- First tankōbon volume cover, featuring Valaris III (left) and Akira Kumon (right)

2年B組 勇者デストロイヤーず (Ni-nen Bī-gumi Yūsha Desutoroiyāzu)
- Genre: Comedy
- Written by: Hideaki Sorachi
- Published by: Shueisha
- English publisher: NA: Viz Media;
- Imprint: Jump Comics
- Magazine: Weekly Shōnen Jump
- Original run: April 20, 2026 – present
- Volumes: 1
- Anime and manga portal

= Class 2-B Hero Destroyerz =

Japanese manga series

Class 2-B Hero Destroyerz (2年B組 勇者デストロイヤーず, Ni-nen Bī-gumi Yūsha Desutoroiyāzu) is a Japanese manga series written and illustrated by Hideaki Sorachi. It has been serialized in Shueisha's shōnen manga magazine Weekly Shōnen Jump since April 2026. As of September 2026, one volume has been released.

== Plot ==
The Demon King, Valaris, brought an age of darkness upon the world. However, a hero defeated him, and light returned. Before his fall, Valaris created a female clone named Valaris III, into whom he transferred his power. Driven by the desire to resurrect the dark forces, Valaris III enrolls at Shinkai Academy, an ordinary, modern high school. Hiding her identity, she aims to build a new army of demons and takes notice of a mysterious transfer student named Akira Kumon—a seemingly average student who, in reality, possesses superhuman abilities.

== Publication ==
Written and illustrated by Hideaki Sorachi, Class 2-B Hero Destroyerz started in Shueisha's shōnen manga magazine Weekly Shōnen Jump on April 20, 2026. A single tankōbon volume has been released as of September 4, 2026.
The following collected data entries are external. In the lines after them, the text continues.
PR #160, opened 2021-07-14
chore: Make bench wait for temporal during namespace creation

vitarb:
Makes bench wait on temporal server by adding a retry loop for the namespace creation.
This is better than running a separate script because it makes bench more self contained.


bergundy (approved):
LGTM

PR #161, opened 2021-07-21
Bench fixes

bergundy:
Each commit may be reviewed independently.

I'm having trouble getting jaeger to capture all of the spans, looks like some are missing in the UI, committing this because there's a lot of improvements here.

image


packages/test/src/perf/args.ts
```diff
@@ -0,0 +1,73 @@
...
+
+export interface WorkerArgSpec extends arg.Spec {
+  '--ns': typeof String;
+  '--task-queue': typeof String;
+  '--max-cached-wfs': typeof Number;
+  '--max-concurrent-at-executions': typeof Number;
+  '--max-concurrent-wft-executions': typeof Number;
+  // NOTE: typeof this is not supported yet by Core
+  '--max-concurrent-at-polls': typeof Number;
+  // NOTE: typeof this is not supported yet by Core
```
Sushisource, line 42: typeof this?

packages/worker/src/activity.ts
```diff
@@ -53,6 +53,7 @@ export class Activity {
         }
         return { completed: { result: await this.dataConverter.toPayload(result) } };
       } catch (err) {
+        // TODO: should we only allow CancelledError to count as valid cancellation?
```
Sushisource, line 56: I think so yes. Not found would mean you timed out or something else bad happened.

The series's chapters are simultaneously published in English on Viz Media's Shonen Jump and Shueisha's Manga Plus digital platforms.

=== Volumes ===

| No. | Japanese release date | Japanese ISBN |
|---|---|---|
| 1 | September 4, 2026 | 978-4-08-885228-7 |

== Reception ==
The first volume debuted 15th at Oricon's weekly manga ranking, with 12,548 copies sold. The series was nominated for the 2026 Next Manga Award and placed 16th.